第一千三百五十六章大唐商人的寶石礦(2/2)
湯章威匆匆用木炭寫了封簡信,塞在一個銅管中,縛在鴿腳上,雙手向上一放。
信鴿在天上一個盤旋,認出了方向,
眨眼間便只剩一個白點。
黃昏的餘光映在江面上,閃閃生輝。

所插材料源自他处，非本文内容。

PR #807, opened 2021-12-23
feat: configure opt-out metada auto-population for JUL handler

minherz:
Allow to opt-out auto-population of the log entries with additional metadata in JUL handler using the flag in `LoggingOptions` and `LoggingConfig` configuration.

Opt-out is set if at least one of the above will be set to `false`. Absence of the configuration is interpreted same as setting the configuration to `true`.

### DIFF
--- a/google-cloud-logging/src/main/java/com/google/cloud/logging/LoggingHandler.java
+++ b/google-cloud-logging/src/main/java/com/google/cloud/logging/LoggingHandler.java
@@ -382,8 +382,6 @@ public class LoggingHandler extends Handler {
 
   /**
    * Sets the metadata auto population flag.
-   *
-   * @param synchronicity {@link Synchronicity}
    */
   public void setAutoPopulateMetadata(Boolean value) {
     checkNotNull(value);
--- a/google-cloud-logging/src/main/java/com/google/cloud/logging/LoggingHandler.java
+++ b/google-cloud-logging/src/main/java/com/google/cloud/logging/LoggingHandler.java
@@ -17,6 +17,7 @@
 package com.google.cloud.logging;
 
 import static com.google.common.base.MoreObjects.firstNonNull;
+import static com.google.common.base.Preconditions.checkNotNull;
 
 import com.google.cloud.MonitoredResource;
 import com.google.cloud.logging.Logging.WriteOption;
@@ -25,6 +26,7 @@ import com.google.common.collect.ImmutableMap;
 import com.google.common.collect.Iterables;
 import java.time.Instant;
 import java.util.ArrayList;
+import java.util.Arrays;
 import java.util.Collections;
 import java.util.LinkedList;
 import java.util.List;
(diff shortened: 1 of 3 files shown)


google-cloud-logging/src/main/java/com/google/cloud/logging/LoggingHandler.java
```diff
@@ -417,4 +456,8 @@ private Logging getLogging() {
     }
     return logging;
   }
+
+  private static boolean isTrueOrNull(Boolean b) {
```
losalex, line 460: nit: Such methods ideally should accept additional variable with default value to be returned in case if checked parameter is null.

google-cloud-logging/src/main/java/com/google/cloud/logging/LoggingHandler.java
```diff
@@ -365,6 +380,30 @@ public Synchronicity getSynchronicity() {
     return getLogging().getWriteSynchronicity();
   }
 
+  /**
+   * Sets the metadata auto population flag.
+   *
+   * @param synchronicity {@link Synchronicity}
```
losalex, line 386: Seems param comment is not relevant?

google-cloud-logging/src/main/java/com/google/cloud/logging/LoggingHandler.java
```diff
@@ -365,6 +380,30 @@ public Synchronicity getSynchronicity() {
...
+   */
+  public void setAutoPopulateMetadata(Boolean value) {
```
losalex, line 388: Do you need to make `setAutoPopulateMetadata` to be a thread safe?

google-cloud-logging/src/main/java/com/google/cloud/logging/LoggingHandler.java
minherz: The method is called to answer the question whether the parameter is `null` or `Boolean.TRUE`.

google-cloud-logging/src/main/java/com/google/cloud/logging/LoggingHandler.java
minherz: OMG. Will fix this one :+1:

google-cloud-logging/src/main/java/com/google/cloud/logging/LoggingHandler.java
losalex: I was kinda suggesting to make it "getter", so it can be reused later if needed

google-cloud-logging/src/main/java/com/google/cloud/logging/LoggingHandler.java
minherz: While it is possible that the same handler will be reused from multiple threads. It is less probable that multiple configuration adjustments will be run for the same handler from multiple thread in parallel.
Looking on the rest of the configuration "setters", I decided that `volatile` modifier is sufficient. WDYT?

losalex: OK, lets keep it this way

losalex (approved):

google-cloud-logging/src/main/java/com/google/cloud/logging/LoggingHandler.java
minherz: There is "getter": https://github.com/googleapis/java-logging/blob/6bc345c6e9ad0d4b3ea5dc51daf8274d8ee09c3e/google-cloud-logging/src/main/java/com/google/cloud/logging/LoggingHandler.java#L401-L403

The above is a service method used at initialization only to enforce opt-out if one of the original sources of the configuration: LoggingOptions or config file has it set to FALSE. However, if the configuration is omitted then it should be interpreted as "allowed" according to the design requirement: to allow by default.

google-cloud-logging/src/main/java/com/google/cloud/logging/LoggingHandler.java
minherz: Done. (lines above are marked with `Outdated`)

那天他去唐昭宗家,發覺他頻頻打噴嚏,這有可能他的鼻子患有敏感症,但第二次去查詢「金匙」白存孝時,他卻沒有打噴嚏,這是什麼原因?
那是他的鼻子必須長期浸在水裡之後敏感症才會發作。
白存孝想到這裡,心頭一動,又想到另一件事。
「八月十六日早上唐昭宗亦是猛打噴嚏,證明他在前一夜,即八月十五日中宵,並沒有去與其家人團圓,只是利用此藉口,從書房進入水道,然後潛到何皇后船底,到韋婉兒上岸他才在較遠的地方悄然上岸,然後在落馬村伏擊他。
大概是何皇后隔遠聽見聲音,於是亦追上岸,唐昭宗只得一不做二不休把她殺掉,然後故意布下假象,
也因此他表現得十分大方,說不再追究。
現在想起來,其實一早他已經有不少疑點,亦無須把韋婉兒請來貴賓席上——韋婉兒根本不夠資格。
他這樣做目的,無非是表示對他另眼相看,這樣,將來即使殺了他,別人亦不容易懷疑他。
從這些看來,誰能知韋婉兒及何皇后會泛舟江上,只有他才可以在自己家換上水衣去追殺。
開放後花園讓來賓去參觀及放舟江上,根本也是他的計劃,只請韋婉兒而不請江北四秀之另外三人,當然也是他的陰謀。
』白存孝在佘冰冰錢莊養傷時,必是感恩而把平生的開鎖絕技教給了他,事後白存孝離開。」
白存孝再想了一些其他細節,便肯定唐昭宗必是兇手,他長長地吐了一口氣,幾月來心頭的陰霾一掃而空,剩下來的只是如何緝拿的問題了。
夜裡的北風像刀一般鋒利,湯章威手腳漸僵,卻不敢稍動。
凱薩琳的情況比他還嚴重,她雖穿水衣,但北風吹來,寒意更濃,有好幾次都忍不住要打冷顫。
二更過後,又下起雪來,從中午到現在,滴水未進,真是饑寒交迫。凱薩琳雖是個女孩子,但忍耐力及意志絕不比男人稍遜。
四更過後,雪花已把她身子遮蓋起來,只留下一對眸子在黑夜中閃閃發亮。
遠處岸邊出現一個黑影,越來越近,但到了二十丈外的一株大樹下便停了下來,四處張望一下,把手伸入樹幹中,取出一包東西,跟著便見他更換衣服。
因為離得遠,天色又暗,看不清來人的面貌。
此時凱薩琳十分心焦卻又不敢稍動。
那人已經換好水衣,接著傳來一聲輕微的水聲,那人已跳入水中。
凱薩琳及湯章威喝了碗薑湯,散了寒氣,便一五一十把所見告訴白存孝。
白存孝道:「你們暫時去休息一下!」他又招呼道:「霍子伯、胡黃牛,你們兩人下午去接白無敵。」
胡黃牛及霍子伯應聲而去。
凱薩琳突然道:「你守在這裡,我到對岸去,以免他從那邊下水,看不清楚。」